Limitations and API keys
- Default limit (no keys provided): 15 requests per minute.
- If your use case only requires this rate, you do not need to configure or provide API keys.
- If you need more capacity and/or access to additional models, you must provide API keys from the providers you want to use.
- It is highly recommended to provide your own personal keys/credentials for each provider because:
- They allow you to access higher quotas and additional models.
- Avoid dependency on shared or package-limited tokens.
- It is highly recommended to provide your own personal keys/credentials for each provider because:
- Concrete recommendation: the GitHub personal token (GitHub Personal Access Token) is one of the most models you can provide by integrating with certain gateways that use GitHub credentials to unlock models. If you are adding a single credential, this is usually the most useful one.
- Google Gemini usually offers many requests and models if configured correctly (see the Google documentation for details on quotas and permissions).
Configuration of suppliers
You can configure providers using environment variables. Examples of suggested variable names (adjust to your needs or the internal package configuration):
- «GITHUB_TOKEN` - GitHub personal token (recommended if you want many models).
- «GEMINI_API_KEY» -Credential for AI Studio (if applicable).
- «CEREBRAS_API_KEY» - Credential for Cerebras.
- «OPEN_ROUTER_KEY» - Credential for OpenRouter.
- «GROQ_API_KEY» - Credential for Groq.
Manage multiple suppliers
- The package will try to select the best available provider based on the configuration and keys provided.
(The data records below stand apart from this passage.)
PR #14449, opened 2020-07-09
[TESTING] Columns percentage

lukewalczak:
This PR is created only for testing columns percentage via peril build.

🚧 DO NOT MERGE 🚧

To test:

PR submission checklist:


iamthomasbishop:
Thanks for sharing a build, @lukewalczak ! I tested using the build above (31285) and tried to jot down some thorough notes, split into setup vs. editing. I think there's going to be at least a couple of rounds of design review but I'll try to gather as succinctly as possible.
 
## Setup

- The margins on the left/right of the sheet look a bit narrow (8px?). Can we bump them up a little bit, perhaps to the same width as the gutters between layout preset buttons? ([screenshot](https://cloudup.com/cFBx7aXRB-y))
- Can we change the title of the layout selector sheet to a more approachable label like `Select a layout`? (seen in the screenshot above)
- Would it be possible to smoothly transition from the inserter sheet to the layout selection sheet when Columns is chosen from the inserter — similar to the sub-sheet transitions on the color picking flow? If that's possible, the layout selection sheet (like the color sub-sheets) would have a `< Back` button on iOS and a back arrow (`←`) on Android.
- If we aren't able to do the last suggestion ☝️, we might want to have a "cancel" button in the header of the bottom sheet. This could be a red text label `Cancel` on iOS and a gray `X` on Android. It might also make sense for tapping on the scrim to perform the cancel action.
- When a layout has first been applied, I think we should probably select the parent Columns block first

## Editing

- Column blocks don't seem to be always getting the proper starting widths. For example, if I choose the `33/33/33` layout, my actual column widths are 50/50/50 (as seen in the block settings sheet).
- Related to the last point, when applying the `30/70` or `70/30` blocks, they're actually set to 33.3/66.6 and vice versa. The `50/50` layout option seems correctly applied.
- If I adjust the width of a column — let's say Column A — it appears that the slider values in the other columns' settings aren't getting updated. They do seem to be adjusting appropriately on the front-end. To reproduce: start with the `33/33/33` layout, edit one column to something like 15%, then preview. You'll notice that the column appears correctly on the front-end, but when you look at the other columns' widths on the block settings, they're still at their original (incorrect) value.
- I'm seeing some weird output on the front-end when I use more than 3 columns. It's happening on multiple themes, so I think it's related to our side (screenshots: [mobile editor](https://cloudup.com/cJhNgh8R21u) / [front-end](https://cloudup.com/cWwkGFpkC-T))
- I think we can round slider values to whole numbers, instead of decimal (e.g. 33% vs. 33.3333%)

lukewalczak:
## Setup

> - The margins on the left/right of the sheet look a bit narrow (8px?). Can we bump them up a little bit, perhaps to the same width as the gutters between layout preset buttons? ([screenshot](https://cloudup.com/cFBx7aXRB-y))
Done! ✅ 

> - Can we change the title of the layout selector sheet to a more approachable label like `Select a layout`? (seen in the screenshot above)
Done! ✅ 

> - If we aren't able to do the last suggestion ☝️, we might want to have a "cancel" button in the header of the bottom sheet. This could be a red text label `Cancel` on iOS and a gray `X` on Android. It might also make sense for tapping on the scrim to perform the cancel action.
Done! ✅ your first suggestion would have required more structure changes related to interfering to an inserter.

> - When a layout has first been applied, I think we should probably select the parent Columns block first
Done! ✅ 

## Editing

> - Column blocks don't seem to be always getting the proper starting widths. For example, if I choose the `33/33/33` layout, my actual column widths are 50/50/50 (as seen in the block settings sheet).
Done! ✅ 

> - Related to the last point, when applying the `30/70` or `70/30` blocks, they're actually set to 33.3/66.6 and vice versa. The `50/50` layout option seems correctly applied.
It's the logic which we share with the web. I think we have to keep that.

> - If I adjust the width of a column — let's say Column A — it appears that the slider values in the other columns' settings aren't getting updated. They do seem to be adjusting appropriately on the front-end. To reproduce: start with the `33/33/33` layout, edit one column to something like 15%, then preview. You'll notice that the column appears correctly on the front-end, but when you look at the other columns' widths on the block settings, they're still at their original (incorrect) value.

Please let  me know if it's fixed ✌️ 

> - I think we can round slider values to whole numbers, instead of decimal (e.g. 33% vs. 33.3333%)

I would like to do that, but on web you can set the percentage with one decimal. That change can introduce some issues with syncing values.

iamthomasbishop:
@lukewalczak Nice work on the fixes, it's looking a bunch better. Here are some updated notes based on the new build.

## Layout Picker Sheet

- I think the padding on the left of the horizontal scroll container still a little bit off ([screenshot](https://cloudup.com/cxUI5wE2-DF))
- Can we either remove ~8px margin between the horizontal scroll container and the footer message? ([screenshot](https://cloudup.com/cAex3RcbXgk)). Note: If doing this will cause conflicts w/ the base margin/paddings on bottom sheets, we can probably leave it as-is
- When I duplicate a Columns block (by tapping `•••` then `Duplicate` ), it’s showing the layout selection sheet
- The cancel button feels solid in the flow, nice work

## Editing

> It's the logic which we share with the web. I think we have to keep that.

Ok, fair enough, that’s really confusing on *web* then 🙂 I can’t help but feel we should change the label so it’s accurate. Perhaps something like `one-third / two-thirds`, `1/3 - 2/3`, or `33/66`? Not sure.

I’m also still seeing the issue where adjusting one column doesn’t affect the percentage of the other(s) in their block settings. My test case was: created a 2-columns 50-50 block, then edited the first column to 70% (saw no % value change in the second column’s settings).

## Other

- I'm seeing the bug again where removing nested children causes a crash
- I was seeing a weird bug where the layout picker was only showing when I add my first Columns block (not on subsequent tries) but I'm not able to reproduce it every time and I think re-installing the build fixed it

lukewalczak:
## Layout Picker Sheet

> - I think the padding on the left of the horizontal scroll container still a little bit off ([screenshot](https://cloudup.com/cxUI5wE2-DF))


> - Can we either remove ~8px margin between the horizontal scroll container and the footer message? ([screenshot](https://cloudup.com/cAex3RcbXgk)). Note: If doing this will cause conflicts w/ the base margin/paddings on bottom sheets, we can probably leave it as-is

Fixed both of them, please look at the screenshot and let me know if both are correct:

before | after
--- | ---
Screenshot 2020-07-14 at 12 33 06 | Screenshot 2020-07-14 at 12 33 14

 
> - When I duplicate a Columns block (by tapping `•••` then `Duplicate` ), it’s showing the layout selection sheet

Working on that, thanks for reporting that! 

> - The cancel button feels solid in the flow, nice work

Thanks!

## Editing

> Ok, fair enough, that’s really confusing on *web* then 🙂 I can’t help but feel we should change the label so it’s accurate. Perhaps something like `one-third / two-thirds`, `1/3 - 2/3`, or `33/66`? Not sure.

Labels and block icons we are sharing with a web as well, it can be confusing for the user to have different labels on mobile and web (_at least in that case_), however, I understand that values should correspond to labels.
I asked about that naming on core-editor slack and the answer is:

> “Thirds” — I assume just a shorthand to communicate this. I don’t have more context

I think we can accept that, wdyt @pinarol?

> I’m also still seeing the issue where adjusting one column doesn’t affect the percentage of the other(s) in their block settings. My test case was: created a 2-columns 50-50 block, then edited the first column to 70% (saw no % value change in the second column’s settings).

Should the value of the second column change? I think we've decided to not interfere in other columns values. If I understand your vision wrongly, please describe how it should work :v:

## Other

> - I'm seeing the bug again where removing nested children causes a crash
> - I was seeing a weird bug where the layout picker was only showing when I add my first Columns block (not on subsequent tries) but I'm not able to reproduce it every time and I think re-installing the build fixed it

If you are facing crashes please try to describe some steps to let me reproduce it and dive into issue

iamthomasbishop:
> Fixed both of them, please look at the screenshot and let me know if both are correct:

Looks much better, thank you!

> I asked about that naming on core-editor slack and the answer is: “Thirds”

"Thirds" would make more sense to me.

> Should the value of the second column change? I think we've decided to not interfere in other columns values. If I understand your vision wrongly, please describe how it should work ✌️

Yea, I think it feels like a bug in practice, when you change the value of one column and there is no change in the others. I understand there was a lot of discussion and complexity around how these work, but I thought I'd raise it because I think it'll feel like a bug to users.

> If you are facing crashes please try to describe some steps to let me reproduce it and dive into issue

I can't reproduce the crash (a new build might have fixed it?), but here's what I was doing to facilitate the crash:

1. Add a Group block
2. Within the Group, add a Columns block
3. Within one of the Column block, add some other block
4. Try to remove that nested "other" block
5. Observe crash

Note: I think the crash was also happening when deleting a Column after step 2, but I can't reproduce at the moment.

iamthomasbishop:
@lukewalczak Actually one tiny thing I noticed on second glance of the screenshots you attached in your last comment -- can we reduce the horizontal margins between the items slightly so that the fourth item in the list peeks out of the right edge? This should help to hint that the container is scrollable.

lukewalczak:
> "Thirds" would make more sense to me.

Just to clarify, I understand their answer as an explanation of how they perceive labels `30/70` and `70/30` according to their values, and we have to rather keep them (labels and values) without changes.

> Yea, I think it feels like a bug in practice, when you change the value of one column and there is no change in the others. I understand there was a lot of discussion and complexity around how these work, but I thought I'd raise it because I think it'll feel like a bug to users.

I see what you mean, but since on web each column can have 100% width, it's reasonable that changing a value in one column does not affect the other. In order to provide users with the same editing options, _currently_, we need to accept this solution.

Thanks for the feedback! I will do some styling tweaks, check the crash and produce new build asap.

iamthomasbishop:
> I see what you mean, but since on web each column can have 100% width, it's reasonable that changing a value in one column does not affect the other. In order to provide users with the same editing options, currently, we need to accept this solution.

@lukewalczak Yea, this is one of those confusing things on the web 😆 Let's roll with it for now. I have some thoughts on how we can improve the usability despite this constraint.

## Blind spots while editing

Considering our constraints and how it's hard to see the effects when you're editing, I think we might want to consider adding some visual cues near where you edit the widths. Perhaps we could show a little "preview" of the row that visualizes the composition of the row. Here are [some examples](https://cloudup.com/cYw3ev9tZP4).

Another thing that would probably help this, which can probably be part of a future iteration — is if we could surface all percentage width controls on the parent level Columns block in addition to each child. This will present some other challenges so we can avoid it for now, but I think this would be nice in the future.

## Column Widths and Viewport Size

As I test on my iPad Pro, I'm becoming more convinced that forcing equal-width columns on all viewport sizes is a bit limiting. While our content container is narrow (~580px), I think we might want to display columns *proportionally* — specifically on wider viewports like tablet in landscape orientation (although split-screen can complicate things a bit, I imagine we should be able to scope out what the application's viewport width is at?). 

Something in the neighborhood of web's breakpoint of ~782px would be a good starting point, although if we're not required to match that, I think we can go lower. The idea here would be to find a nice breakpoint that will support proportional column display for typical widths of tablet full-screen and *wide* split-screen, then defer to our standard equal-width display on smaller breakpoints.

Does that make sense? I think this will become a lot easier when we implement wide and full-width containers, but I think this will be beneficial regardless.

pinarol:
> While our content container is narrow (~580px), I think we might want to display columns proportionally — specifically on wider viewports like tablet in landscape orientation

@iamthomasbishop Would you mind elaborating on that a bit? Do you mean we should change our container width to a more dynamically calculated value rather than having it fixed to 580px? If yes then we should know the rules for this calculation and preferably handle it on a different PR(even if this means we might need to freeze columns percentage work). Having a breakpoint at ~782px is a different topic and can be done after we change the width calculations.

lukewalczak:
> Another thing that would probably help this, which can probably be part of a future iteration — is if we could surface all percentage width controls on the parent level Columns block in addition to each child. This will present some other challenges so we can avoid it for now, but I think this would be nice in the future.

I would like to have that feature as well, but currently, we are facing the issue with slider within the scrollable container, where it's easy to change the slider value unexpectedly when scrolling, so firstly we have to solve that issue.

> Considering our constraints and how it's hard to see the effects when you're editing, I think we might want to consider adding some visual cues near where you edit the widths. Perhaps we could show a little "preview" of the row that visualizes the composition of the row. Here are some examples.

Based on the examples I assume that "preview" will present the current column width in the context of other columns. It looks nice for 2-3 columns, however what about a case where we'll have ~6 columns - what should be the _width_ of that preview? Correct me please if I understand it wrongly ✌️ 

> While our content container is narrow (~580px), I think we might want to display columns proportionally — specifically on wider viewports like tablet in landscape orientation

To display columns proportionally like on the web, firstly we have to unblock our viewport to have the ability to display all the columns in one row. Btw (_probably I forgot the reason_) why on mobile we can have more than 6 columns where on the web the number is limited?

pinarol:
> Btw (probably I forgot the reason) why on mobile we can have more than 6 columns where on the web the number is limited?

There used to be such a limitation on web but now it is only in the settings, you can add many columns as you want using the inserter and you'll only see a warning in the settings indicating that output may start to suffer. So practically there's no real limit there as well.

lukewalczak:
> There used to be such a limitation on web but now it is only in the settings, you can add many columns as you want using the inserter and you'll only see a warning in the settings indicating that output may start to suffer. So practically there's no real limit there as well.

So it's another reason why we should have unblocked viewport to display columns' width proportionally.
@iamthomasbishop could please explain also how that _preview_ should work?

iamthomasbishop:
@pinarol @lukewalczak Per our discussions in Slack earlier, I wanted to comment on some clarifications and answer the latest questions y'all had.

## Columns Display WRT Breakpoints

As a starting point I wanted to clarify that my notes above regarding how we might want to display the column "proportionally" can be part of an upcoming iteration. I think we're in a good place for this specific iteration, but I wanted to note my concerns.

My suggestion above was about getting a little more granular for breakpoints ~768px+ by showing a layout more representative of the output at that screen/viewport size (which is what happens on the web-side already if you view on a tablet landscape mode). 

Let's use the example of a Columns block that has 3 columns — split `25` | `50` | `25`. With my suggestions, there would be no changes on smaller viewports -- we'd continue showing those columns as equal-width ( `33` | `33` | `33`) on "medium" size viewports (e.g. landscape phone) and would continue stacking columns on narrow (e.g. portrait phone). However, when the application viewport width is ≥ 768px, in this scenario we would lay out the columns as they would be on the web -- at their "natural" `25` | `50` | `25` proportional widths. Here is a sketch that hopefully helps to visualize this:

<a href="https://user-images.githubusercontent.com/1200432/88227020-93e65b80-cc32-11ea-8cc3-4451827e1118.jpeg"></a>

> I would like to have that feature as well, but currently, we are facing the issue with slider within the scrollable container, where it's easy to change the slider value unexpectedly when scrolling, so firstly we have to solve that issue.

@lukewalczak sounds good 👍

## Column Preview in Block Settings

> Based on the examples I assume that "preview" will present the current column width in the context of other columns. It looks nice for 2-3 columns, however what about a case where we'll have ~6 columns - what should be the width of that preview?

Good question! I'm not *super* worried about showing a large and very detailed preview — showing how the column fits into the general composition is probably enough to give a visual of how the column will look relative to the others (with the note about stacking directly below).

Let’s say there are 6 equal-width columns (each == 16.666%, or `x`), and you have the third one selected. The highlighted column width would be X and would have an offset of `x * 2` (bc it's the third column). It would look something like this (using a couple of options for layout...ignore the slider track position):

<a href="https://user-images.githubusercontent.com/1200432/88337202-eb9cc980-ccfb-11ea-95d3-8880dd093703.png"></a>

Let me know if you have any questions, happy to answer and discuss!

pinarol:
@iamthomasbishop so we are not talking about changing the content width but only the proportional-ness of the columns in different screen sizes, right? The content width on tablet and on the iphone landscape mode will be the same. 

Then my question is why don’t we equalize the behavior for the same content width? After all if the columns will be sharing the same space, we can bring the proportional columns into phone-landscape mode as well? I don’t understand the need for the different behavior for the same content size actually.
Web may be considering the screen width but there’s something quite different there. The empty space around the content gets smaller as the screen gets smaller on web, leaving the content larger space. So maybe they found this mechanism just enough, like no more fine tuning needed according to content width. But it starts to act poorly when I open the side bar, for example:
639D26C9-C382-46B7-9882-1A1A5A7F77F6

If we make the rules based on the content width then we won’t need to do extra changes in the future if we add more features like wide/full width. It’ll just adapt.


Another thing that needs clarification is, do we want to render all columns in 1 row? (assuming column count is bigger than 3)

iamthomasbishop:
> so we are not talking about changing the content width but only the proportional-ness of the columns in different screen sizes, right? The content width on tablet and on the iphone landscape mode will be the same.

@pinarol That's correct -- no changes to the current content container until we implement wide/full-width blocks.

> Then my question is why don’t we equalize the behavior for the same content width? After all if the columns will be sharing the same space, we can bring the proportional columns into phone-landscape mode as well? I don’t understand the need for the different behavior for the same content size actually.

My intention was to align with the web's behavior (lay out columns proportionally on larger _viewports_), but it probably  does make more sense to lay them out relative to its container width instead of viewport-width -- at least when the container is max ≤ 580px. With that, we now have to decide whether we want to lay columns out proportionally or equally (like we're currently doing) on landscape phone (and larger):
 
* Proportionally: this works fine when you have ≤ 3 columns, but gets very dense with more (or narrow) columns.
* Equal: this is what we have currently. It's more manageable and flexible but might not be as obvious to the user what the output will be (which is why I've proposed various workarounds for visualizing those details). Works well on "medium" breakpoints like landscape phone.

My proposal (for now, bc our container is 580px) would be to stick with our current equal-width/3-across mode. From there, once we add support for wider containers, we should explore displaying them proportionally in cases that the container is > 580. (There will probably be some caveats there, but I think this would set us up well.)

To summarize, does the following make sense moving forward:

* Stick with what we have now -- which is 3 columns per row, split equally inside a static 580px container
* When we add support for wider widths, we will allow columns to be displayed proportionally (provided the viewport is large enough to support > 580)

> do we want to render all columns in 1 row?

I think if/when we support the proportional method mentioned above, yes. A 6-column layout could theoretically have a wide container -- let's just say 1000px for example -- but when viewed on landscape phone that container will not actually be 1000px, so we would translate that to use the "equal width" layout.

iamthomasbishop:
@lukewalczak Tested out the latest build (#32051) and based on our conversations above, it's feeling pretty solid. As previously discussed, I think there are a number of things we can/should do in the near-term to make adjusting column widths easier (putting all of the column width sliders on the parent, etc) but it sounds like we're in agreement that those are things we can do in the next iteration.

With that said, I have a couple of very minor visual requests which I'll note below. I think functionally we're about ready to ship this iteration and can leave other enhancements to the next one.

## Column Preview

Screen Shot 2020-07-27 at 4 52 15 PM

I refined the design for the column preview indicator. I think this should feel much better.

- Single color for the border and column — can use the same color we're using for other icons (e.g. on the block toolbar)
- Border
    - Width: 1px
    - Placement: inset
    - Radius: 2px
- Dimensions
    - Width: 24
    - Height: 18

## Footer Messaging

I still am not entirely happy with what I originally proposed. Perhaps we should refine the messaging (`Note: columns may stack`...) to something a little clearer like `Column layout may vary between themes and screen sizes`.  Thoughts?

lukewalczak:
Thanks for the feedback! I addressed your suggestions and that's the result:

light | dark
--- | ---
Screenshot 2020-07-28 at 14 43 08 | Screenshot 2020-07-28 at 14 42 50

iamthomasbishop:
Looks great, @lukewalczak! Thank you.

- If there are no keys, the limited mode (15 rpm) will be activated.
- If you have provided multiple keys, the package will balance/select according to availability and internal policies (see advanced configuration in the package documentation or source code).
Suppliers and links
Here are some of the mentioned suppliers and their official pages:
- Cerebras: https://www.cerebras.ai/
- OpenRouter: https://openrouter.ai/
- AI Studio (Google Gemini): https://aistudio.google.com/
- Groq: https://groq.com/
Self-hosted
- If you want to use self-hosted server, you can visit the github repository of the project and follow the instructions to set up your own instance: https://github.com/programadorisgod/midAI
Good practice
- For local development and testing, use keyless mode up to 15 rpm to avoid exposing credentials.
- For serious integrations and deployments, add personal credentials by provider and review fee limits and billing for each service.
- Keep your tokens in secure environment variables, do not include them in code or public repositories.
- Review each provider’s usage policies (limits, terms and privacy).
Final notes
MID AI is intended as a practical tool to accelerate the development of small/academic projects. If you need production use with high availability and high limits, set up the appropriate vendor keys and review their terms of service.